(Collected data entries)
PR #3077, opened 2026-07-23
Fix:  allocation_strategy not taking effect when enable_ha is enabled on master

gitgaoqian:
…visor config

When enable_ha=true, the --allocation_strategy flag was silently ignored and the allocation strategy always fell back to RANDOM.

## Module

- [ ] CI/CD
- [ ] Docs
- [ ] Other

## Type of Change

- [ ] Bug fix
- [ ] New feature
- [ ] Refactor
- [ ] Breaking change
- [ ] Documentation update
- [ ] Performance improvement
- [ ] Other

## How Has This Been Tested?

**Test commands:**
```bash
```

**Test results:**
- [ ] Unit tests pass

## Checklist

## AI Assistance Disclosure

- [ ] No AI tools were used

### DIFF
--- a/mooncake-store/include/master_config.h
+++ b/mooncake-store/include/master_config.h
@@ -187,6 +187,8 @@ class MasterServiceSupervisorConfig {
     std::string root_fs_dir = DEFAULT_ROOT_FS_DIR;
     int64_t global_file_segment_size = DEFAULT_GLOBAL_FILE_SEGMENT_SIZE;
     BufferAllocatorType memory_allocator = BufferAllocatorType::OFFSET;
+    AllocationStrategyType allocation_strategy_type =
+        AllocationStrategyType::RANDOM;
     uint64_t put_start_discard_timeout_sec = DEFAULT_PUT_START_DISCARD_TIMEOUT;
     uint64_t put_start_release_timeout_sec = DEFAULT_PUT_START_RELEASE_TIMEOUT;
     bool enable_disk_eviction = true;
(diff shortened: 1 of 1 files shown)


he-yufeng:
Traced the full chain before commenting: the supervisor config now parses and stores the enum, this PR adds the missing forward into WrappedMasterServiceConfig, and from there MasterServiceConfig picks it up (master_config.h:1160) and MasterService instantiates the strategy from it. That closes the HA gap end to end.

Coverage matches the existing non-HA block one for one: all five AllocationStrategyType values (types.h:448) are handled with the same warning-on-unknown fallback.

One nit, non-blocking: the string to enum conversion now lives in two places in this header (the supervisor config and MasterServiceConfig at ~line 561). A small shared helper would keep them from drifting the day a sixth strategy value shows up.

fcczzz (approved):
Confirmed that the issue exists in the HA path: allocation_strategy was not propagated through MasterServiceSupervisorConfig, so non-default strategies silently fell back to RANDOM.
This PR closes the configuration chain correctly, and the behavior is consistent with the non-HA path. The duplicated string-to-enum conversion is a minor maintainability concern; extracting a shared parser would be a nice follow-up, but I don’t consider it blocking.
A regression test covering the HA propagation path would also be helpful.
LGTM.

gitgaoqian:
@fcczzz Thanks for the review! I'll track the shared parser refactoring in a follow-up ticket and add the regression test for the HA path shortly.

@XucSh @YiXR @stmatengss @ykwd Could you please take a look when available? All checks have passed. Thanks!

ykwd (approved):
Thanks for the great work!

=== What you should do ===
Look above for the line holding "Traced the full", then set down exactly that line and every line after it up to and including the line holding "Coverage matches the", with nothing else.

=== Solution to this task ===
Traced the full chain before commenting: the supervisor config now parses and stores the enum, this PR adds the missing forward into WrappedMasterServiceConfig, and from there MasterServiceConfig picks it up (master_config.h:1160) and MasterService instantiates the strategy from it. That closes the HA gap end to end.

Coverage matches the existing non-HA block one for one: all five AllocationStrategyType values (types.h:448) are handled with the same warning-on-unknown fallback.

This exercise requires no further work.